It's okay to prefer her...but it works against me if I NEED her. Kick that thought around.


----------



## GreenandBlue (Oct 20, 2009)

So, would helping her sort out the financials, find a place to live, and working to help her get a the divorce papers in order be totally crazy? 

I know you have said to let her spin her wheels and do all the work herself. But she'll waste thousands of dollars! I guess I should hope that this process could possibly shock her into reality.

If it was me, our financial situation is pretty simple with only one real assett and she isn't fighting over any thing material...I would get the paperwork online, fill it out myself, send it in to a paralegal group and save a ton of money. We also agree on joint custody (legal and physical).

I just feel strange. If I can't stop it from happening, I would rather her do it this way. In my state, it only takes 30 days once the paperwork is filed if it is not contested. I don't want to expedite this thing....but if she is ready to move, do I help?


----------



## Ash22 (Oct 21, 2009)

GreenandBlue said:


> So, would helping her sort out the financials, find a place to live, and working to help her get a the divorce papers in order be totally crazy?
> 
> 
> I just feel strange. If I can't stop it from happening, I would rather her do it this way. In my state, it only takes 30 days once the paperwork is filed if it is not contested. I don't want to expedite this thing....but if she is ready to move, do I help?



I guess this is something that you are going to have to decide (sorry there is really no easy answer)

I would say not to go out of your way to expedite the process but I would also say not to drag it out....ie: if you have I dont know appointments together with the lawyer, going over custody, etc. I would say show up and have all your "ducks in a row". However, and maybe this is mean but I wouldn't give her any advice on how to save money or to make it easier or quicker bc in my eyes she is the one that wanted it, so you should be prepared and have all her ducks in a row in a sense.

Again that is just my opinion and something like this it really is ultimately your decision G&B


----------



## GreenandBlue (Oct 20, 2009)

Yeah, but we have a joint banking account. So saving money is an issue.

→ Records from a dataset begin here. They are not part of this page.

PR #2465, opened 2026-09-08
test(vault): record wallet requirements for current actions

### LINKED ISSUE #2447: [eth-first] Record the wallet requirement for every Vault action
## Outcome

Every Vault connection check has a recorded wallet requirement and a test for current behavior.

Status: complete. PR #2465 merged at [8a480159](https://github.com/babylonlabs-io/babylon-toolkit/commit/8a4801591d97cbe49a1690362801849342c06422). The audit and current-behavior tests are delivered. Wallet behavior changes remain in #2232.

## Problem

The existing connection signal can require both wallets for an Ethereum action. The implementation needs a complete action list before behavior changes.

## Scope

- Audit every use of the old connection signal. Classify each action as Ethereum, Bitcoin, or both.
- Record prompt, restore, disconnect, and pending-action dependencies.
- Add tests for current behavior. Keep behavior unchanged.

## Complete when

- [x] The audit lists every old connection check and its action requirement.
- [x] Tests record the current result for each audited route or action.
- [x] A linked PR contains the audit and passing tests without behavior changes.

## Dependencies

Parent: #2232. Epic: #2228. Later behavior changes remain blocked by #2230 and #2231.

jonybur:
## Outcome

The Vault wallet audit records the current connection requirements. Tests now detect removal of the account-query gates.

## Change

Test disconnected states while an Ethereum address remains available. Record the Bitcoin balance and deposit-entry gates. Keep one test for the connected sidebar. State exactly what the pending-deposit tests check.

## Safety

Only tests and the audit change. Wallet behavior changes remain in #2232.

## Verification

At `ae5bc3afdf81d562727112c3ad0e46cce8d5685c`, 3,783 Vault tests pass with 6 existing skips. Lint and formatting pass. Lint reports 134 existing warnings. Removing the three query gates makes all five affected cases fail.

Real-wallet acceptance evidence remains in #2355. Required PR checks pass. Human review remains.

This PR is ready for human review. Merge #2462 first. Then update this PR to keep both sets of tests in the three conflicting files. Rerun the Vault tests and required CI checks before merging this PR.

## Links

Closes #2447.

Tracks #2232. #2232 stays open. Epic: #2228.


services/vault/src/hooks/__tests__/usePendingDeposits.test.tsx
```diff
@@ -130,24 +133,31 @@ describe("usePendingDeposits", () => {
...
+        "a1",
+      ]);
+      expect(result.current.expiredActivities.map((a: any) => a.id)).toEqual([
+        "a2",
+      ]);
+      expect(result.current.hasPendingDeposits).toBe(connected);
+      expect(result.current.hasExpiredDeposits).toBe(connected);
+      expect(useVaultDeposits).toHaveBeenCalledWith("0xethtest");
+    },
+  );
```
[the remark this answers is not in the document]
jonybur: Fixed in 86990d785d411e76014969bedb91d785d1bcad99. The seven tables are now 19 explicit tests. All 64 assertions remain. Full Vault tests pass: 3,782 passed and 6 skipped. Build, typecheck, lint, formatting, and diff checks pass. The audit references match the new test names.

jonybur:
@greptileai Please review commit 86990d785d411e76014969bedb91d785d1bcad99.

The seven grouped tests are now 19 explicit cases. All 64 assertions remain. The audit references and verification counts match the final tests.

Verification: 3,782 Vault tests pass, with 6 skipped. Build, typecheck, lint, formatting, and diff checks pass.

services/vault/src/components/pages/__tests__/Loans.test.tsx
```diff
@@ -179,6 +179,7 @@ describe("Loans page — loading gate", () => {
     // Disconnected prompts for a wallet — it must not claim the depositor has
     // no loans when we haven't looked at an address yet.
     expect(screen.getByText(COPY.loans.emptyDisconnected)).toBeInTheDocument();
+    expect(useDashboardStateMock).toHaveBeenCalledWith(undefined);
```
gbarkhatov, line 182: **This assertion passes with or without the gate it exists to pin.**

Line 166 sets `useETHWalletMock.mockReturnValue({ address: undefined })` alongside `isConnected: false` on 165. The guard is `useDashboardState(isConnected ? address : undefined)` at `Loans.tsx:50`. With `address` already `undefined`, both branches of the ternary evaluate to `undefined` — so deleting `isConnected ?` entirely leaves this test green.

That is precisely the edit #2232 will make, which makes this the one assertion in the file that most needs to be discriminating and currently is not.

One-word fix, and the pattern is already in the repo: `VaultsPage.test.tsx:56` sets a real `address: "0x1111111111111111111111111111111111111111"` in its disconnected case, so its otherwise-identical `toHaveBeenCalledWith(undefined)` genuinely proves the guard fired. Giving the ETH mock here a real address does the same.

services/vault/src/components/pages/Liquidations/__tests__/Liquidations.test.tsx
```diff
@@ -252,6 +252,7 @@ describe("Liquidation Dashboard — connection and position gates", () => {
 
     const emptyState = screen.getByTestId("liquidations-empty-state");
     expect(emptyState).toHaveAttribute("data-connected", "false");
+    expect(useDashboardStateMock).toHaveBeenCalledWith(undefined);
```
gbarkhatov, line 255: Same issue as `Loans.test.tsx:182`, same fix.

Line 238 sets `address: undefined` with `isConnected: false`, and the guard is `const account = isConnected ? address : undefined` (`Liquidations/index.tsx:79`). The address is already `undefined`, so removing `isConnected ?` keeps this assertion green.

Give the ETH mock a real address, as `VaultsPage.test.tsx:56` does.

services/vault/src/components/simple/__tests__/DashboardPage.test.tsx
```diff
@@ -158,6 +174,39 @@ beforeEach(() => {
...
 describe("DashboardPage composition", () => {
+  it("shows the landing page when both wallets are missing", () => {
+    walletMock.btcConnected = false;
+    walletMock.ethConnected = false;
+
+    render(<DashboardPage />);
+
+    expect(screen.getByTestId("disconnected-overview")).toBeInTheDocument();
+    expect(screen.queryByTestId("overview-section")).not.toBeInTheDocument();
+    expect(useDashboardState).toHaveBeenCalledWith(undefined);
```
gbarkhatov, line 185: Two of the three new landing-page assertions here are vacuous for the same reason as `Loans.test.tsx:182` — this one and line 196.

The shared mock at line 41 is `address: walletMock.ethConnected ? "0xabc" : undefined`, so in the "both missing" and "only Bitcoin" cases the address is already `undefined` and the assertion cannot reach the guard at `DashboardPage.tsx:95`.

Lower severity than the Loans one, because the third case — "only Ethereum", where the ETH address is present but `isConnected` is false — *does* exercise the guard, so the gate is pinned once in this file. The cost is that the three read as symmetric matrix coverage while only one third carries weight, which is misleading to whoever edits them next.

docs/audits/2447-vault-wallet-requirements.md
```diff
@@ -0,0 +1,135 @@
...
+| [VaultWalletConnectionProvider](../../services/vault/src/context/wallet/VaultWalletConnectionProvider.tsx)                                                             | Configures BTC and ETH. Sets `requiredChains={["BTC", "ETH"]}`. Restores a persistent wallet session.                                                            |
+| [RootLayout](../../services/vault/src/components/pages/RootLayout.tsx)                                                                                                 | Computes `btcConnected && ethConnected`. Uses it for the home entry screen, sidebar, and connected banners.                                                      |
+| [Connect](../../services/vault/src/components/Wallet/Connect.tsx)                                                                                                      | Requires dialog confirmation and both wallets for the wallet menu. The menu also checks geofencing. A locked BTC wallet replaces the menu with an unlock button. |
```
gbarkhatov: **This row omits what is probably the most consequential ETH-gates-BTC coupling in the app**, and it is invisible unless you trace the variable past its name.

The row records Connect as requiring "dialog confirmation and both wallets for the wallet menu." But `Connect.tsx:68-69` computes `isWalletConnected = walletSessionConfirmed && btcConnected && ethConnected`, feeds it into `canShowWalletMenu` on line 72, and then uses that as the `enabled` flag for a **Bitcoin** query:

```ts
const utxoOptions = useMemo(() => ({ enabled: canShowWalletMenu }), [canShowWalletMenu]);
const { inscriptionUTXOs } = useUTXOs(btcAddress, utxoOptions);
```

So a Bitcoin-address UTXO read is currently suppressed unless **Ethereum** is connected. The source comment on line 71 says so outright — "Single source for both the UTXO query gate and the menu render branch below" — but the doc records only the menu half and drops the query half.

For an audit whose whole purpose is to make Bitcoin optional (#2232 / epic #2228), that is the exact coupling someone needs to find. One clause fixes it.

docs/audits/2447-vault-wallet-requirements.md
```diff
@@ -0,0 +1,135 @@
...
+| Reorder vaults for liquidation priority                 | ETH wallet client and account. No BTC signer.                                                                             | [useReorderVaults](../../services/vault/src/applications/aave/hooks/useReorderVaults.ts).                                                                                                                                                     |
+| Create and register a deposit                           | BTC wallet for the deposit secret and Bitcoin signatures. ETH wallet for registration.                                    | [useDepositFlow](../../services/vault/src/hooks/deposit/useDepositFlow.ts) and [ethereumSubmit](../../services/vault/src/hooks/deposit/depositFlowSteps/ethereumSubmit.ts).                                                                   |
```
gbarkhatov: The deposit row cites only `useDepositFlow` and `ethereumSubmit`, and `SimpleDeposit.tsx` appears in neither table — but it carries its own click-time Bitcoin gate.

`SimpleDeposit.tsx:377` calls `verifyBtcWalletLiveness(btcWalletProvider, connectedBtcAddress, …)` on the deposit click with an explicit fail-loud branch, and the CTA state gates on `isWalletConnected` at lines 110 and 499.

This matters because of how the document reads as a whole: the first table asserts completeness ("These are all nine callers" — which I checked, and it is accurate), so the second table reads as complete too. Someone implementing #2232 from this doc would miss the click-time check.

Either add a row for it, or state the second table's inclusion criterion so its scope is explicit.

services/vault/src/hooks/__tests__/usePendingDeposits.test.tsx
```diff
@@ -130,23 +133,42 @@ describe("usePendingDeposits", () => {
     expect(result.current.ethAddress).toBe("0xethtest");
   });
 
-  it("places EXPIRED activities with unsignedPrePeginTx into expiredActivities, not pendingActivities", () => {
+  it("keeps deposit records and enables their flags when Bitcoin is connected", () => {
```
gbarkhatov: This rename quietly absorbed a routing rule that the test still asserts, under a name that no longer mentions it.

`pr.diff:1031` removes `it("places EXPIRED activities with unsignedPrePeginTx into expiredActivities, not pendingActivities")`. The replacement is named for the Bitcoin connection — but the `a3` fixture on line 140 (EXPIRED *without* `unsignedPrePeginTx`) and the assertions on lines 149 and 168 still verify that EXPIRED routing rule.

The practical cost: a future change to `usePendingDeposits.ts`'s expiry routing fails a test whose name points at the wallet-connection subsystem, so whoever hits it looks in the wrong place first. Either split the routing assertions back into their own named test, or widen this name to cover both.

services/vault/src/components/pages/__tests__/RootLayout.test.tsx
```diff
@@ -155,13 +161,15 @@ describe("RootLayout — header wiring", () => {
     expect(screen.getByText(COPY.header.networkBadge)).toBeInTheDocument();
   });
 
-  it("disconnected: drops the sidebar and page title for the entry chrome", () => {
-    walletMock.connected = true;
+  it("shows the entry layout when both wallets are missing", () => {
```
gbarkhatov: Minor, and a direct artifact of the de-parameterization — worth fixing while the rewrite is fresh.

All three entry-layout tests (lines 165-169, 187-191, 206-210) open by setting both wallets connected, rendering, asserting `aside` is present, and unmounting — before testing the thing their name describes. That connected-shell behaviour is asserted three times and named zero times.

The pre-fix `it.each` wrote the preamble once, so this is new duplication rather than pre-existing. Per "each test verifies ONE specific behavior", lifting it into a single test of its own would leave each of the three testing only what it claims to.

gbarkhatov (dismissed):
Reviewed at `86990d78` with three independent passes. **No hard merge-blockers** — no production source changes and no §1–§9 critical path touched.

**First, the greptile thread is genuinely closed, and I verified it rather than taking the reply on trust.** Zero `it.each` / `test.each` / `describe.each` survivors across all 12 changed test files. The 7 tables really did become **19** explicit tests with **64 → 64** assertions intact, and all three passes independently reconstructed the same per-file breakdown (LoanFlowOverlay 2/6, ReserveDetailPanel 3/6, Connect 4/16, RootLayout 3/15, DashboardPage 3/9, VaultWalletConnectionProvider 2/2, usePendingDeposits 2/10). No assertion was dropped. The 19 names describe behaviour plus precondition rather than input tuples, so there is no naming finding either.

**The substantive issue is different, and it defeats this PR's own purpose.** The point of the change is to pin today's gates *before* #2232 rewrites them. Four of the new assertions cannot do that, because the test's own mock already satisfies them — deleting the very guard they exist to protect keeps them green. Details inline; the fix is one word per test, and `VaultsPage.test.tsx:56` already shows the right pattern by using a real `0x1111…` address.

**The audit document is broadly trustworthy** — `useConnection = btcConnected && ethConnected` with exactly nine application callers, the `requiredChains` config, the 3000 ms BTC debounce, dialog-scoped ETH-disconnect suppression, immediate address-change resets, and ~30 relative links all check out at head. Two omissions are worth fixing before it becomes #2232's reference, both inline.

### Checked and dismissed

- **Audit/issue-number references in test names or comments?** None in the new work. The single hit, `(audit F7)` at `ReserveDetailPanel.test.tsx:5`, is pre-existing and absent from this diff's added lines.
- **`getByRole("button", { name: "Connect" })` hardcodes user-facing copy?** No. That string is core-ui's `ConnectButton` default `text` prop (`ConnectButton.tsx:19`), not vault `@/copy` text, and `Connect.tsx` passes no `text`. The copy.ts rule does not bite.
- **Dead code left by the de-parameterization?** None. The removed tables held inline case literals, not extracted constants or row-mappers, so nothing was orphaned; `mockUseConnection` is fully removed with no dangling references.
- **`data-testid` moved, or a `copy.ts` string inlined?** Neither.

### Verified clean

- `reports a combined connection before the menu accepts confirmation` (`Connect.test.tsx`) renders the real `useConnection` against the mocked connector and pins the genuine hook-vs-menu disagreement — the most valuable single test in this PR for #2232.
- The new `VaultWalletConnectionProvider` cases are real coverage, notably that `scheduleBtcReset` never consults `connectModalVisibleRef` while `handleEthDisconnect` does — an asymmetry the doc records honestly rather than wishing away.
- The `ReserveDetailPanel` note that the reserve query receives the address *before* the display gate is subtle and correct.

### Not verified

One agent reported that `useVaultActions.test.ts:383` pins `broadcastError` still reading "BTC wallet is not connected" *after* reconnect, alongside the behaviour the test names — which would fail as a false retry regression if a UX pass ever clears that error on reconnect. I did not confirm it myself, so I am flagging it as unverified rather than asserting it.

### Sibling conflict

#2462 also edits `LoanFlowOverlay.test.tsx` and `Loans.test.tsx` and changes production Aave debt derivation. Both sit on `main` and neither contains the other — expect a textual conflict in those two files, and re-check this PR's `useAaveUserPosition` argument assertions after whichever merges second.

services/vault/src/components/pages/__tests__/Loans.test.tsx
jonybur: Addressed in ae5bc3afdf81d562727112c3ad0e46cce8d5685c.

The disconnected test keeps an Ethereum address available. Removing the connection gate now makes the query assertion fail.

services/vault/src/components/pages/Liquidations/__tests__/Liquidations.test.tsx
jonybur: Addressed in ae5bc3afdf81d562727112c3ad0e46cce8d5685c.

The disconnected test keeps an Ethereum address available. Removing the connection gate now makes the query assertion fail.

services/vault/src/components/simple/__tests__/DashboardPage.test.tsx
jonybur: Addressed in ae5bc3afdf81d562727112c3ad0e46cce8d5685c.

All disconnected wallet combinations retain the existing Ethereum test address. All three cases fail when the production query gate is removed.

docs/audits/2447-vault-wallet-requirements.md
jonybur: Addressed in ae5bc3afdf81d562727112c3ad0e46cce8d5685c.

The audit now records that the Bitcoin UTXO query requires the wallet connection, confirmation, and location checks.

docs/audits/2447-vault-wallet-requirements.md
jonybur: Addressed in ae5bc3afdf81d562727112c3ad0e46cce8d5685c.

The audit now covers both deposit entry points, the combined-wallet button gate, and the Bitcoin check at click time.

services/vault/src/hooks/__tests__/usePendingDeposits.test.tsx
jonybur: Addressed in ae5bc3afdf81d562727112c3ad0e46cce8d5685c.

Both test names now describe expired-record routing and the Bitcoin connection flag. They no longer claim broader action behavior.

services/vault/src/components/pages/__tests__/RootLayout.test.tsx
jonybur: Addressed in ae5bc3afdf81d562727112c3ad0e46cce8d5685c.

The connected sidebar behavior now has one named test. The three entry-layout tests no longer repeat that setup and assertion.

jonybur:
@greptileai Please review commit ae5bc3afdf81d562727112c3ad0e46cce8d5685c.

Make disconnected query tests retain the test address. Record the current deposit gates and remove unrelated repeated test setup.

3,783 Vault tests pass, with 6 existing skips. Lint and formatting pass. Removing the three production query gates makes all five affected cases fail.

gbarkhatov (approved):

gbarkhatov (approved):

I'm gonna say something you guys might think is way out there. You know, I'm not really in love with this woman. Our relationship is at a different stage and limerance is long gone. I care for her deeply because of the shared history and the memories. I think I am more in love with the stability and comfort of the nuclear family. I want my wife and my kids home together with me and I want to be able to share life's experiences with my partner. 

If we divorce, then the dynamic that gave my life the most meaning is greatly changed. It's not necessarily that my wife is my soul mate (if that is anything more than a cool thing to say), I just want the whole package to complete my life. That comfort zone is what I miss. She has always been a part of that package and our failure/inability to properly feed that part of our relationship has put it all at great risk.

My wife has made enough mistakes that I could have left her long ago. I think the love of family life is what has kept me. I love to come home in the evening and feel whole. Possibly I can do that with another woman at some point, I hope....but the dynamic would be forever changed and I'm not sure if I'll ever get back to my ideal life again should this divorce happen. 

Wow. Is this a strange realization? It's not the woman as much as what she represents in the life that I've worked so hard to build...


----------



## Ash22 (Oct 21, 2009)

That makes perfect sense to me...i feel the same, I liked so much the idea of a H, a family. Someone that I could raise the kids with, someone to share everything with and to just be there...when in reality he wasnt...and maybe your wife never was. So yes hold onto that ideal bc it will happen one day for you and I...even better bc we will be smarter


----------



## GreenandBlue (Oct 20, 2009)

Ash...I've even told her as much. I told a few weeks ago that maybe all of this was just my illusion. I said that I look into your eyes and I see who I think you are...who I want you to be. But maybe that has been an illusion and you are not the person that I thought you were. 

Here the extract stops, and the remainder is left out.